If we go back far enough, we are all Africans. Our species evolved close to the equator, where there is little or no difference in day length year round. When, relatively late in our evolutionary history, we migrated to higher latitudes, the short days and long nights of winter must have been a traumatic new experience.
The solstices, particularly the winter solstice, became central events in our spiritual and intellectual lives and remained so until evangelical Christians hijacked them and gave them new connotations.
However, the winter solstice is still important to our wildlife. Most of our wild birds are diurnal, which means they sleep when it’s dark and only feed in daylight. There are some exceptions, and they’re not just owls. Many waders, including snipe and woodcock, and some wild ducks and geese are nocturnal feeders.

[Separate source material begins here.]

Issue #7579, opened 2026-09-08
Tracking: the late-August call-path slowdown


tokuhirom:
**Tracking issue.** The work lives in the sub-issues below; this page keeps the history, the standing methodology, and the one warning that is easy to get wrong.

However, all songbirds and most of the rest of our birds are diurnal, which means they face the challenge that, as the weather gets colder and their calorie demands rise, the time available to find food diminishes.
Longer days increase their chances of avoiding death by hypothermia, even if the weather does get colder in the new year, so the winter solstice is as significant for them as it was to the Neolithic farmers of the Boyne valley. And as the daylight increases imperceptibly it affects the whole of nature.
In most cases, day length rather than temperature triggers the hormonal changes that prepare animals for mating in Ireland. Foxes mate in February, which is often the coldest month of the year but also the one in which increasing day length first becomes obvious.
How animals and birds measure day length is not fully understood. Plants can do it too, which is even more mysterious and suggests that the process does not require a brain and a nervous system.
What triggers spring growth in plants is a rather complex mixture of several factors, including temperature and soil moisture, and the importance of one factor over another varies from species to species.
There is plenty of scientific evidence to show that in many species the length of the day is the overriding factor and that plants can measure this with extreme accuracy — not just hours but minutes and even seconds.
The ash tree outside my window will not flower or produce leaves for months. It, too, is affected by the solstice.